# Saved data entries
========================================

PR #11008, opened 2026-04-15
test(AiPreprocessor): enchance failure recovery in prompt preprocessor

dmaretskyi:
- Updated existing tests to handle multiple messages and tool call scenarios, ensuring accurate processing of assistant messages with tool calls.
- Added a new test to verify that tool calls without results are dropped correctly, maintaining the integrity of the assistant's message content.
- Adjusted the logic in the preprocessPrompt function to remove unsatisfied server tool calls and improve message filtering.

## Summary by CodeRabbit

* **Bug Fixes**
  * Deduplicate duplicate tool results, keeping the first entry.
  * Drop unsatisfied server-executed tool calls and remove orphan tool-result messages appearing before their calls.
  * Ensure process failure handling sets status to FAILED before running cleanup.

* **Tests**
  * Added tests for tool call/result deduplication and omission behaviors.
  * Added tests for process completion: success, failure (with updated error text), and interruption.


dmaretskyi:
@cursoragent fix failures so I can merge this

========================================

# Task directions
From the entries above, copy each line holding "assistant".

# Output for this exercise
- Updated existing tests to handle multiple messages and tool call scenarios, ensuring accurate processing of assistant messages with tool calls.
- Added a new test to verify that tool calls without results are dropped correctly, maintaining the integrity of the assistant's message content.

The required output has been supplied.